Don’t do this. On the GPU, all data must be naturally aligned. half requires 2-byte alignment, half2 requires 4-byte alignment. Simply casting a half* to a half2* therefore easily gives rise to unaligned data access, which in turn returns undefined data.

1 Like

thx,the original code belongs to an open source project of NVIDIA. I asked the author on github whether my code is normal, and then according to his answer, I used half, but the result was still nan. If I remove my invokesplitout, the result of fp16 is normal, I don’t know what else needs to be modified in my func.

template<>
__global__ void splitout(const half*  in, 
                            half*  out, 
                            const int m, 
                            const int n, 
                            const int s)
{   

    for (int id = blockIdx.x * blockDim.x + threadIdx.x; id < m * n; id += blockDim.x * gridDim.x) 
    { 
        int col_idx = id % n;
        int row_idx = id / n / s;
        int tar_row_idx = row_idx * n;
        int tar_idx = tar_row_idx + col_idx;
        out[id] = in[tar_idx];
        // printf("value=%lu\n", d1);
    }
}

template<typename T>
void invokesplitout(
    const T* in, T* out, const int m, const int n, const int s, cudaStream_t stream)
{   
    const int data_type_factor = 1;  // 1 for fp32, 2 for fp16
    // const int data_type_factor = 4 / sizeof(T);  // 1 for fp32, 2 for fp16
    dim3 block, grid;
    if (n / 4 / data_type_factor <= 1024) {
        block.x = n / 4 / data_type_factor;
        grid.x = m;
    }
    else {
        block.x = 1024;
        grid.x = (m * n + 1023) / 1024;
    }
    // splitout<<<grid, block, 0, stream>>>(in, out, m, n, s);
    splitout<<<grid, block, 0, stream>>>(in, out, m, n / data_type_factor, s);
}

I generally don’t debug other people’s code, I find debugging my own code annoying enough. What I wrote above is just something I spotted scanning the code.

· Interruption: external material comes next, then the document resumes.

PR #3176, opened 2016-05-15
Stop Jailers of Prudence, Hope, Justice, and Love from instantly despawning the second they go unclaimed.

TeoTwawki:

In addition to picking up NaNs through undefined data access, a typical scenario in which NaN is generated is an invalid floating-point operation, such as INFINITY-INFINITY, 0*INFINITY, 0/0, INFINITY/INFINITY. Because fp16 has a very limited range, underflow and overflow may occur easily an result in zero or infinity. You might want to look for those types of scenarios and carefully inspect intermediate data.